## WHAT THE EXERCISE ASKS
Your answer should consist solely of the lines from the first line of the data through the line with "PR #1117, opened 2017-04-19", each reproduced exactly.
DATASET CONTENT START
Issue #798, opened 2016-08-23
Support Table Bindings (input) from ServiceBus Custom Properties


JoeBrockhaus:
I have [a S/O question](http://stackoverflow.com/questions/39110874/) which highlights my current issue. 

If I json-serialize the model representing the message body, and construct the BrokeredMessage from that string, subsequent Table bindings that rely on properties in that message body fail. 

Being able to bind to those BrokeredMessage Custom Properties would solve this problem.

MikeStall:
Is this saying that the binding data for a SB trigger should include the "custom properties"? 
Normally binding data needs to be static. Maybe related to https://github.com/Azure/azure-webjobs-sdk/issues/968

mathewc:
Yeah, making arbitrary/variable custom properties violates a bunch of rules we have now in the system that binding data is static. However, if there are some non-variable properties in the property bag, those could be promoted to binding data (similar to what we do with Queue dequeue count, etc.). Related issue: https://github.com/Azure/azure-webjobs-sdk/issues/1004

mathewc:
We recently added support for binding to BrokeredMessage.Properties as documented here: https://github.com/Azure/azure-webjobs-sdk/wiki/Trigger-Binding-Data. I believe that gets us half way where you want to go, however there is still no way for you to "dot into" the Properties data in your table binding expression (e.g. can't do `{Properties.PK}`).

PR #1117, opened 2017-04-19
Allow dot expressions  in binding TemplateBind

MikeStall:
Supports:
https://github.com/Azure/azure-webjobs-sdk-script/issues/1418
https://github.com/Azure/azure-webjobs-sdk/issues/798

this lets you say:
"{a.b.c}" 
where it now does property dereferences.


src/Microsoft.Azure.WebJobs.Host/Bindings/Path/BindingTemplate.cs
```diff
@@ -84,54 +87,54 @@ public static BindingTemplate FromString(string input, bool ignoreCase = false)
...
-        public string Bind(IReadOnlyDictionary<string, string> parameters)
+        public string Bind(IReadOnlyDictionary<string, object> parameters)
         {
             StringBuilder builder = new StringBuilder();
 
             if (_ignoreCase && parameters != null)
             {
                 // convert to a case insensitive dictionary
-                var caseInsensitive = new Dictionary<string, string>(parameters.Count, StringComparer.OrdinalIgnoreCase);
+                var caseInsensitive = new Dictionary<string, object>(parameters.Count, StringComparer.OrdinalIgnoreCase);
```
mamaso: nit: Linq ToDictionary reads a bit cleaner to me, same below. 

Also, I don't like that we have at least 3 separate dictionaries created if <string, string> is used, and at least 2 for <string, object> - if we provided a different api to the extension which added individual binding data values instead of one dictionary we could remove all these conversions

src/Microsoft.Azure.WebJobs.Host/Bindings/Path/BindingTemplateToken.cs
```diff
@@ -1,32 +1,273 @@
...
+                Type scope = o.GetType();
+                JObject jobj = o as JObject;
+                if (jobj != null)
+                {
+                    JToken propValue;
+                    // JObject's normal dot operator returns null for missing properties; 
+                    // we need to explicitly call TryGetValue.
+                    if (!jobj.TryGetValue(member, StringComparison.OrdinalIgnoreCase, out propValue))
+                    {
+                        throw new InvalidOperationException($"property doesn't exist.");
```
mamaso: in these error cases it might be useful to display the member name where processing failed

src/Microsoft.Azure.WebJobs.Host/Bindings/Path/BindingTemplateToken.cs
```diff
@@ -1,32 +1,273 @@
...
+                }
+
+                var strValue = BindingDataPathHelper.ConvertParameterValueToString(current);
+                return strValue;
+            }
+
+            // Case insensitive lookup.
+            // Helper to get a property from an object.             
+            // This supports both static types and JObject (for dynamic) 
+            public static object GetProperty(object o, string member)
```
mamaso: This seems like a lot of reflection to run for each execution. Look at the `PropertyHelper` class - this would likely be more performant if we cached an expression tree of fast property getters to do the dot expression evaluation

src/Microsoft.Azure.WebJobs.Host/Bindings/Path/BindingTemplateToken.cs
```diff
@@ -1,32 +1,273 @@
...
+
+            public override string ParameterName
+            {
+                get
+                {
+                    return this._parts[0];
+                }
+            }
+
+            protected override void BuildCapturePattern(StringBuilder builder)
```
MikeStall: No. The caller up the stack has a bigger comment. This is used on triggers. IE, 
    [BlobTrigger("container/{name}") 
Will match against he incoming blob path and assign a value to 'name'


---
In reply to: [112484166](https://github.com/Azure/azure-webjobs-sdk/pull/1117#discussion_r112484166) [](ancestors = 112484166)

src/Microsoft.Azure.WebJobs.Host/Bindings/Path/BindingTemplateToken.cs
```diff
@@ -1,32 +1,273 @@
...
         }
 
-        public string Value 
-        { 
-            get { return _value; } 
+        // Represent an expression. 
+        //    "literal{expr}literal" 
+        private class ExpressionToken : BindingTemplateToken
+        {
+            private readonly string[] _parts;
```
MikeStall: I'll rename. It's all internal, so I'll stick with the flat [] since that's easiest. If we ever expand in the future (ie, add array indexing, etc) this may become more complex. 

---
In reply to: [112484373](https://github.com/Azure/azure-webjobs-sdk/pull/1117#discussion_r112484373) [](ancestors = 112484373)

src/Microsoft.Azure.WebJobs.Host/Bindings/Path/BindingTemplate.cs
```diff
@@ -84,54 +87,54 @@ public static BindingTemplate FromString(string input, bool ignoreCase = false)
         /// <returns>Resolved string if succeeded.</returns>
         /// <exception cref="InvalidOperationException">Thrown when required parameter value is not available.
         /// </exception>
-        public string Bind(IReadOnlyDictionary<string, string> parameters)
+        public string Bind(IReadOnlyDictionary<string, object> parameters)
```
MikeStall: good catch. I didn't see the extension method. C# will bind to the instance method over the extension method.  However, we'll still need the extension method for backwards compat of already compiled code. I'll add an obsolete on the extension method.  

---
In reply to: [112491637](https://github.com/Azure/azure-webjobs-sdk/pull/1117#discussion_r112491637) [](ancestors = 112491637)

MikeStall: Of course, it doesn't help that the extension methods are in a different namespace :|


---
In reply to: [112509482](https://github.com/Azure/azure-webjobs-sdk/pull/1117#discussion_r112509482) [](ancestors = 112509482,112491637)

src/Microsoft.Azure.WebJobs.Host/Bindings/Path/BindingTemplateToken.cs
MikeStall: caller catches this exception and wraps it with that information. That ensures that all failure points report in a uniform way. 

---
In reply to: [112495171](https://github.com/Azure/azure-webjobs-sdk/pull/1117#discussion_r112495171) [](ancestors = 112495171)

src/Microsoft.Azure.WebJobs.Host/Bindings/Path/BindingTemplateToken.cs
MikeStall: I didn't know we had that class. 
One challenge here is that the property access needs to be dynamic. We may have a jobject who's schema changes each time (ie, "Request.Query.Name") 

---
In reply to: [112497496](https://github.com/Azure/azure-webjobs-sdk/pull/1117#discussion_r112497496) [](ancestors = 112497496)

mamaso: The schema may change each time, but the access expression will not (it would always require request.query.name, or it would fail) so I think we can cache the relevant expressions.  You're right that this may work differently for JObject, but it should be consistent for C#. What scenarios would use JObject?

src/Microsoft.Azure.WebJobs.Host/Bindings/Path/BindingTemplateToken.cs
```diff
@@ -1,32 +1,273 @@
...
+            // Helper to get a property from an object.             
+            // This supports both static types and JObject (for dynamic) 
+            public static object GetProperty(object o, string member)
+            {
+                Type scope = o.GetType();
+                JObject jobj = o as JObject;
+                if (jobj != null)
+                {
+                    JToken propValue;
+                    // JObject's normal dot operator returns null for missing properties;
```
mamaso: I also think we might want to match JObjects sematics here of returning null/undefined for missing properties. It's not how a C# object would work, but it's what you'd expect from json

src/Microsoft.Azure.WebJobs.Host/Bindings/Path/BindingTemplateToken.cs
MikeStall: Anything dynamic (like request) would be jobject.   IE, request.query.name.

---
In reply to: [112513122](https://github.com/Azure/azure-webjobs-sdk/pull/1117#discussion_r112513122) [](ancestors = 112513122)

src/Microsoft.Azure.WebJobs.Host/Bindings/BindingDataPathHelper.cs
```diff
@@ -80,6 +50,10 @@ public static string ConvertParameterValueToString(object parameterValue)
                         {
                             return parameterValue.ToString();
                         }
+                        if (parameterValue is Newtonsoft.Json.Linq.JToken)
```
mathewc: Can you update the method comment above to include JObject?

src/Microsoft.Azure.WebJobs.Host/Bindings/Path/BindingTemplate.cs
```diff
@@ -84,54 +87,54 @@ public static BindingTemplate FromString(string input, bool ignoreCase = false)
...
 
         /// <summary>
+        /// Resolves original parameterized template into a string by replacing parameters with values provided as
+        /// a dictionary.
+        /// </summary>
+        /// <param name="parameters">Dictionary providing parameter values.</param>
+        /// <returns>Resolved string if succeeded.</returns>
+        /// <exception cref="InvalidOperationException">Thrown when required parameter value is not available.
+        /// </exception>
+        [Obsolete("Switch to the overload accepting a IReadOnlyDictionary<string, object>.")]
```
mathewc: Why are you putting Obsolete on a new method?

src/Microsoft.Azure.WebJobs.Host/Bindings/BindingTemplateExtensions.cs
```diff
@@ -46,23 +46,15 @@ public static void ValidateContractCompatibility(this BindingTemplate bindingTem
         /// <param name="bindingTemplate">The binding template to validate.</param>
         /// <param name="bindingData">The binding data to apply to the template.</param>
         /// <returns>The bound template string.</returns>
+        [Obsolete("Call instance method directly")]
         public static string Bind(this BindingTemplate bindingTemplate, IReadOnlyDictionary<string, object> bindingData)
```
mathewc: All the extensions in the extensions repo call this currently. It looks like you've made the method you're directing to internal so extensions won't be able to call it.

MikeStall: Good catch. The extensions compiled because they just bound to this obsolete version (no warnings). I'll make the new instance method public. 

---
In reply to: [114632812](https://github.com/Azure/azure-webjobs-sdk/pull/1117#discussion_r114632812) [](ancestors = 114632812)

src/Microsoft.Azure.WebJobs.Host/Bindings/Path/BindingTemplate.cs
MikeStall: Diff is playing some tricks here. The <string,string> is an actually an existing method. <string,obj> is the new one. 

---
In reply to: [114588153](https://github.com/Azure/azure-webjobs-sdk/pull/1117#discussion_r114588153) [](ancestors = 114588153)

src/Microsoft.Azure.WebJobs.Host/Bindings/Path/BindingTemplate.cs
MikeStall: given the extension method is in a different namespace; I think an adding an instance method is actually a good way to go moving forward. 

---
In reply to: [112510756](https://github.com/Azure/azure-webjobs-sdk/pull/1117#discussion_r112510756) [](ancestors = 112510756,112509482,112491637)

src/Microsoft.Azure.WebJobs.Host/Bindings/Path/BindingTemplateToken.cs
MikeStall: We should have consistency between JObject, C# object, and potentially other dynamic sources (expando, IMetataObjectProvider, etc - if we add that in the future) 

---
In reply to: [112513522](https://github.com/Azure/azure-webjobs-sdk/pull/1117#discussion_r112513522) [](ancestors = 112513522)

src/Microsoft.Azure.WebJobs.Host/Bindings/Path/BindingTemplate.cs
MikeStall: Good idea about improving the copying, but changing the trigger contracts is a larger change out of scope for this. Happy to tackle that separately. 


---
In reply to: [112492894](https://github.com/Azure/azure-webjobs-sdk/pull/1117#discussion_r112492894) [](ancestors = 112492894)

src/Microsoft.Azure.WebJobs.Host/Bindings/Path/BindingTemplateToken.cs
```diff
@@ -1,32 +1,271 @@
...
     /// binding template string. Then generated token may be consumed to create instance of 
     /// <see cref="BindingTemplate"/> or <see cref="BindingTemplateSource"/>.
+    /// The token may be a literal value or an expression. 
     /// </summary>
-    internal struct BindingTemplateToken
+    internal abstract class BindingTemplateToken
     {
-        private readonly string _value;
-        private readonly bool _isParameter;
+        // If this is expression, get the prameter name
```
mathewc: nit: spelling. For a dotted expression x.y.z, this value will be the terminal member "z"? Perhaps you should just generalize this property to "Name"

src/Microsoft.Azure.WebJobs.Host/Bindings/Path/BindingTemplateToken.cs
```diff
@@ -1,32 +1,271 @@
...
+        public abstract string AsLiteral { get; }
+
+        public static BindingTemplateToken NewLiteral(string literalValue)
+        {
+            return new LiteralToken(literalValue);
+        }
+
+        public static BindingTemplateToken NewExpression(string expression)
+        {
+            if (!BindingTemplateParser.IsValidIdentifier(expression))
```
mathewc: I think we should rename IsValidIdentifier to ValidateTemplate, since we've been expanding the syntax over time

src/Microsoft.Azure.WebJobs.Host/Bindings/Path/BindingTemplateToken.cs
```diff
@@ -1,32 +1,271 @@
...
+            {
+                throw new FormatException($"The parameter name '{expression}' is invalid.");
```
mathewc: Should this be reworded to "Invalid template expression '{expression}'"?

src/Microsoft.Azure.WebJobs.Host/Bindings/Path/BindingTemplateToken.cs
MikeStall: The semantics here are closer to IsValidateIdentifier than ValidateTEmplate. It doesn't quite validate the template (that's higher in the stack that does things like match the { } ).  this is just a first lexical pass on the validation on the stuff between {  }. 


---
In reply to: [114848982](https://github.com/Azure/azure-webjobs-sdk/pull/1117#discussion_r114848982) [](ancestors = 114848982)

src/Microsoft.Azure.WebJobs.Host/Bindings/Path/BindingTemplateToken.cs
MikeStall: for 'x.y,z', it returns 'x'.  It's providing the top-level key that we use for static validation.   Since the expression can be dynamic (request.query.name1), we can only validate the first term. 

---
In reply to: [114848605](https://github.com/Azure/azure-webjobs-sdk/pull/1117#discussion_r114848605) [](ancestors = 114848605)

src/Microsoft.Azure.WebJobs.Host/Bindings/Path/BindingTemplateToken.cs
MikeStall: sure. 

---
In reply to: [114849420](https://github.com/Azure/azure-webjobs-sdk/pull/1117#discussion_r114849420) [](ancestors = 114849420)

src/Microsoft.Azure.WebJobs.Host/Bindings/Path/BindingTemplateToken.cs
```diff
@@ -1,32 +1,271 @@
...
+            }
+
+            // BindingData takes precedence over builtins.  
+            BindingParameterResolver builtin;
+            BindingParameterResolver.TryGetResolver(expression, out builtin);
```
mathewc: Can you make this built-in v.s. expression distinction stricter. They can't be mixed, so we should have:

```csharp
if (BindingParameterResolver.TryGetResolver(expression, out builtIn))
{
}
else
{
}
```

src/Microsoft.Azure.WebJobs.Host/Bindings/Path/BindingTemplateToken.cs
```diff
@@ -1,32 +1,271 @@
...
+                }
+            }
+
+            if (builtin == null)
+            {
+                return new ExpressionToken(parts);
+            }
+            else
+            {
+                return new ExpressionTokenOrBuiltin(parts, builtin);
```
mathewc: Can you do away with this ExpressionTokenOrBuiltin type? It doesn't seem right. In this code you should simply be able to create the right concrete type and let polymorphism do its thing

src/Microsoft.Azure.WebJobs.Host/Bindings/Path/BindingTemplateToken.cs
```diff
@@ -1,32 +1,271 @@
...
+                if (this._expressionParts.Length != 1)
+                {
+                    throw new InvalidOperationException($"Capture expressions can't include dot operators");
+                }
+
+                var value = this._expressionParts[0];
+                builder.Append(String.Format(CultureInfo.InvariantCulture, "(?<{0}>.*)", value));
+            }
+
+            protected virtual string Fallback()
```
mathewc: This Fallback pattern seems like a hack

src/Microsoft.Azure.WebJobs.Host/Bindings/Path/BindingTemplateToken.cs
MikeStall: I wish I could, but the problemw as our smeantics are too dynamic.  binding  info takes precedence over builtins, so we don't know which until after we get runtime binding info. 

---
In reply to: [114852808](https://github.com/Azure/azure-webjobs-sdk/pull/1117#discussion_r114852808) [](ancestors = 114852808)

src/Microsoft.Azure.WebJobs.Host/Bindings/Path/BindingTemplateToken.cs
```diff
@@ -1,32 +1,271 @@
...
+            public static object GetProperty(object o, string member)
+            {
+                Type scope = o.GetType();
+                JObject jobj = o as JObject;
+                if (jobj != null)
+                {
+                    JToken propValue;
+                    // JObject's normal dot operator returns null for missing properties; 
+                    // we need to explicitly call TryGetValue.
+                    if (!jobj.TryGetValue(member, StringComparison.OrdinalIgnoreCase, out propValue))
```
mathewc: Need to add support for dictionaries. E.g. the many of the existing bindings include IDictionary<string, object> as part of their contract, e.g. Blobs,EventHub,ServiceBus. E.g. this code should work (I tried it and it doesn't):

```csharp
public static void BlobTriggerToBlob(
    [BlobTrigger("test")] string blob,
    [Blob("output/{metadata.foo}")] string outBlob)
{
    Console.WriteLine("Processed blob: " + blob);
}
```

src/Microsoft.Azure.WebJobs.Host/Bindings/Path/BindingTemplateToken.cs
```diff
@@ -1,32 +1,271 @@
...
+                        throw new InvalidOperationException($"property doesn't exist.");
+                    }
+                    return propValue;
+                }
+                else
+                {
+                    var prop = scope.GetProperty(member, BindingFlags.Public | BindingFlags.Instance | BindingFlags.IgnoreCase);
+                    if (prop == null)
+                    {
+                        throw new InvalidOperationException($"property doesn't exist.");
```
mathewc: nit: need better exception messages here and below

test/Microsoft.Azure.WebJobs.Host.FunctionalTests/Queues/QueueTests.cs
```diff
@@ -175,6 +175,60 @@ public void InvokeWithBindingData()
...
+            public class SubOject
+            {
+                public string xyz { get; set; }
+            }
+
+
+            // BindingData is case insensitive. 
+            // And queue name is normalized to lowercase. 
+            public const string QueueOutName = "qName-{prop1.xyz}";
+            public void Func([QueueTrigger(QueueName)] Poco triggers, [Queue(QueueOutName)] ICollector<string> q)
```
mathewc: Can you also add a `string prop1` parameter to this method? I.e., hopefully these binding expressions can be bound to as normal parameters? In this case, I think we might already have poco handling which will take care of this - my question is more for properties that are resolved from metadata other than from the poco - e.g. CloudBlockBlob.Metadata which the blob trigger adds. Can we dot into the metadata as a parameter?

MikeStall: prop1 is of type 'SubObject', not string.   So I'd expect 'string prop1' would fail with some sort of type-mismatch. 
But 'SubObject prop1' makes sense.  Is that what you'd expect?


---
In reply to: [114873333](https://github.com/Azure/azure-webjobs-sdk/pull/1117#discussion_r114873333) [](ancestors = 114873333)

src/Microsoft.Azure.WebJobs.Host/Bindings/Path/BindingTemplateToken.cs
MikeStall: I'll look at IDict support. It would require some reflection ninja skills to handle an arbitrary IDict<string,T>  where T is obj, string, JToken, etc. 


---
In reply to: [114872172](https://github.com/Azure/azure-webjobs-sdk/pull/1117#discussion_r114872172) [](ancestors = 114872172)

src/Microsoft.Azure.WebJobs.Host/Bindings/Path/BindingTemplateToken.cs
MikeStall: these will get wrapper by the caller and it will append additional information like the method name. Is that what you had in mind?

---
In reply to: [114872462](https://github.com/Azure/azure-webjobs-sdk/pull/1117#discussion_r114872462) [](ancestors = 114872462)

mathewc: I was thinking like "Property '{name}' doesn't exist.". However I might not be aware of your stack based concat strategy. However this message in isolation is not very informative :)

src/Microsoft.Azure.WebJobs.Host/Bindings/Path/BindingTemplateToken.cs
MikeStall: added in next iteration, complete with Blob unit test for metadata.

---
In reply to: [114885358](https://github.com/Azure/azure-webjobs-sdk/pull/1117#discussion_r114885358) [](ancestors = 114885358,114872172)

src/Microsoft.Azure.WebJobs.Host/Bindings/Path/BindingTemplateToken.cs
MikeStall: the caller will add {name}. I have some unit tests for this too. 

---
In reply to: [114904170](https://github.com/Azure/azure-webjobs-sdk/pull/1117#discussion_r114904170) [](ancestors = 114904170)

test/Microsoft.Azure.WebJobs.Host.FunctionalTests/Queues/QueueTests.cs
MikeStall: discussed in person. Going the 'subobject prop1' approach. Added to tests. 

---
In reply to: [114880093](https://github.com/Azure/azure-webjobs-sdk/pull/1117#discussion_r114880093) [](ancestors = 114880093,114873333)

src/Microsoft.Azure.WebJobs.Host/Bindings/Path/BindingTemplateToken.cs
MikeStall: The problem is they *can* be mixed  ("datetime" is both a builtin and possible binding data) 

---
In reply to: [114852342](https://github.com/Azure/azure-webjobs-sdk/pull/1117#discussion_r114852342) [](ancestors = 114852342)

src/Microsoft.Azure.WebJobs.Host/Bindings/Path/BindingTemplateToken.cs
MikeStall: see latest iteration.

---
In reply to: [114856116](https://github.com/Azure/azure-webjobs-sdk/pull/1117#discussion_r114856116) [](ancestors = 114856116,114852808)

src/Microsoft.Azure.WebJobs.Host/Bindings/Path/BindingTemplateToken.cs
```diff
@@ -1,32 +1,293 @@
...
+            // Support:
+            //   IDictionary<string, T>;
+            //   IReadOnlyDictionary<string, T>
+            // There's no common base interface here, and T can be { string, object, poco }, 
+            // so we just directly reflect over 'bool TryGetValue(string, out T)' and invoke that. 
+            private static bool TryGetValue(object o, string member, out object result)
+            {
+                Type scope = o.GetType();
+
+                var method = scope.GetMethod("TryGetValue", BindingFlags.Instance | BindingFlags.Public | BindingFlags.NonPublic);
```
mathewc: Matt pointed it out before, that this is a lot of reflection to do for every single property access. Since the 95% case will be one of IDictionary<string, string>, IDictionary<string, object>, or a read only variety, I wonder if we shouldn't special case those?

Another idea might be to use the indexer:
```csharp
private static bool TryGetIndexedValueOrNull(object target, string name, out object value)
{
    value = null;

    var indexer = target.GetType().GetProperties()
        .Where(p => p.Name == "Item" && 
                p.GetIndexParameters().Count() == 1 && 
                p.GetIndexParameters()[0].ParameterType == typeof(string))
        .FirstOrDefault();
            
    if (indexer != null)
    {
        try
        {
            value = indexer.GetValue(target, new object[] { name });
            return true;
        }
        catch
        {
        }
    }

    return false;
}
```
DATASET CONTENT END
## WRITTEN SOLUTION
Issue #798, opened 2016-08-23
Support Table Bindings (input) from ServiceBus Custom Properties


JoeBrockhaus:
I have [a S/O question](http://stackoverflow.com/questions/39110874/) which highlights my current issue. 

If I json-serialize the model representing the message body, and construct the BrokeredMessage from that string, subsequent Table bindings that rely on properties in that message body fail. 

Being able to bind to those BrokeredMessage Custom Properties would solve this problem.

MikeStall:
Is this saying that the binding data for a SB trigger should include the "custom properties"? 
Normally binding data needs to be static. Maybe related to https://github.com/Azure/azure-webjobs-sdk/issues/968

mathewc:
Yeah, making arbitrary/variable custom properties violates a bunch of rules we have now in the system that binding data is static. However, if there are some non-variable properties in the property bag, those could be promoted to binding data (similar to what we do with Queue dequeue count, etc.). Related issue: https://github.com/Azure/azure-webjobs-sdk/issues/1004

mathewc:
We recently added support for binding to BrokeredMessage.Properties as documented here: https://github.com/Azure/azure-webjobs-sdk/wiki/Trigger-Binding-Data. I believe that gets us half way where you want to go, however there is still no way for you to "dot into" the Properties data in your table binding expression (e.g. can't do `{Properties.PK}`).

PR #1117, opened 2017-04-19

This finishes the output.